The other problem, of course, is that the rupee has been falling rapidly. In January 2008, it had risen to about Rs39 to the dollar. Right now, it has backtracked to Rs50. “The falling rupee is making it harder to finance deals,” says Chakrabarti of ISB. “It is a bit like having great discounts at the end of the month. You want to buy but do not have the wherewithal.” Adds Rajan of Bain: “While valuations of targets have come down, so has the valuation of acquirers who might have been hoping to use the currency of their stock price to make acquisitions.”

India’s competitor in the neighborhood — China — has been a bit more active. Beijing’s sovereign wealth fund has made a series of investments in the U.S. finance sector such as Blackstone (US$3 billion), Morgan Stanley (US$5 billion) and, more recently, the troubled Reserve Primary Fund (US$5.4 billion).

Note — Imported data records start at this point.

PR #127, opened 2019-02-21
Enable Client Advertise for External IPs

### LINKED ISSUE #120: Exposing the NATS server with an External IP
In my use case, subscribers can come from outside the K8s cluster, and thus I need an external IP for the messaging port. What would be the right design to accomplish this in the chart as a configurable parameter?

wallyqs:
Adds support for the NATS server container to be able to advertise the external IP address of the node where it is running on.   In order to do this, it relies on an extra initializer container named 'bootconfig' that queries the Kubernetes API with the name of the node injected as an environment variable, then writes it as a file which is then mounted as a volume by the pod and the loaded via the `include` directive from the NATS server configuration file.

Also a `template` parameter is added in order to be able to parameterize a `NatsCluster` a la `Deployment`s to be able to set a service account, which is required in order to be able to peek at the external IP metadata from the server.

A full example of this advanced configuration is below:

```yaml
kind: "NatsCluster"
metadata:
  name: "nats-dev"
spec:
  size: 3
  version: "1.4.0"

  pod:
    enableClientsHostPort: true
    advertiseExternalIP: true
    bootconfigImage: "wallyqs/nats-boot-config"
    bootconfigImageTag: "0.5.0"

  template:
    spec:
      serviceAccountName: "nats-server"
```

Fixes #120

### DIFF
--- a/cmd/bootconfig/main.go
+++ b/cmd/bootconfig/main.go
@@ -1,0 +1,64 @@
+// Copyright 2018 The NATS Authors
+// Licensed under the Apache License, Version 2.0 (the "License");
+// you may not use this file except in compliance with the License.
+// You may obtain a copy of the License at
+//
+// http://www.apache.org/licenses/LICENSE-2.0
+//
+// Unless required by applicable law or agreed to in writing, software
+// distributed under the License is distributed on an "AS IS" BASIS,
+// WITHOUT WARRANTIES OR CONDITIONS OF ANY KIND, either express or implied.
+// See the License for the specific language governing permissions and
+// limitations under the License.
+
+package main
+
+import (
+	"context"
+	"flag"
+	"fmt"
+	"os"
+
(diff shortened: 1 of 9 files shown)


wallyqs:
This mechanism might be a bit sophisticated but there does not seem to be another mechanism for the container to be able to reflect what is the external ip of the node.  There is host ip available but this is an internal ip most of the time... :/

cmd/bootconfig/main.go
```diff
@@ -0,0 +1,64 @@
+// Copyright 2018 The NATS Authors
```
ColinSullivan1: I wonder if at some point (not this PR) a special build of the NATS server into a process that includes the sidecars/helpers might be cleaner.

wallyqs: I like this idea a lot...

“China’s approach is clearly more aggressive than ours, but they are also in a different place in the development curve,” says Chakrabarti. “It is perhaps best not to think in terms of competing with China.”

“Indian companies have been far more outward looking in terms of acquisitions than Chinese ones in the past few years,” says Rajan of Bain. “The Chinese will become increasingly aggressive going forward. But Indian companies are not starting anywhere behind. Indian firms must have an M&A strategy in place so that they can take advantage of opportunities once there is more stability.”

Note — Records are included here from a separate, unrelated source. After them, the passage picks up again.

PR #130, opened 2019-02-22
Support for extra routes

wallyqs:
Allows being to map routes that are not part of the cluster, which can be useful for blue green deployments and draining scenarios.  Also includes support for setting cluster advertise from #110.

```yaml
kind: "NatsCluster"
metadata:
  name: "nats-dev-v2"
spec:
  size: 3
  version: "1.4.0"

  extraRoutes:
    - route: "nats://example.com:6222"
    - cluster: "nats-dev-v1"
```


pkg/constants/constants.go
```diff
@@ -30,6 +30,9 @@ const (
 	// MetricsPort is the port for the prometheus metrics endpoint.
 	MetricsPort = 7777
 
+	// ConnectRetries is the number of retries for an implicit route.
+	ConnectRetries = 10
```
ColinSullivan1: Does this reconcile with the default in the NATS server?

test/e2e/framework/natscluster.go
```diff
@@ -194,7 +206,10 @@ func (f *Framework) PatchCluster(natsCluster *natsv1alpha2.NatsCluster) (*natsv1
 // VersionForPod returns the version of NATS reported by the specified pod.
 func (f *Framework) VersionForPod(pod v1.Pod) (string, error) {
 	// Check the "/varz" endpoint for the number of established routes.
-	r, err := http.Get(fmt.Sprintf("http://%s:%d/varz", pod.Status.PodIP, constants.MonitoringPort))
+	client := &http.Client{
```
ColinSullivan1: Do we need to worry about https here?

pkg/constants/constants.go
wallyqs: This is higher than the default from the NATS server, which is only a couple of times.  It takes sometime in Kubernetes for DNS service to be ready so sometimes routes would have been dropped

test/e2e/framework/natscluster.go
wallyqs: Yes, this test is not using https for this check but if https monitoring is enabled then this has to be https.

“Once the situation stabilizes and capital becomes easier to source, acquisitions should pick up,” says Balakrishnan of Infosys. “Indian corporates do want to globalize and there are a lot of assets available outside India which are quite meaningful for them.”

“I am overall very positive about the India story but with a very cautious approach,” says Ramaswamy of KPMG. “That is why I would rather we miss an opportunity than make a wrong move. Earlier funding was higher and the likelihood of failure was lower so one could take greater risks. Now it’s the other way. Every loss would put us back in terms of our capability to grow.”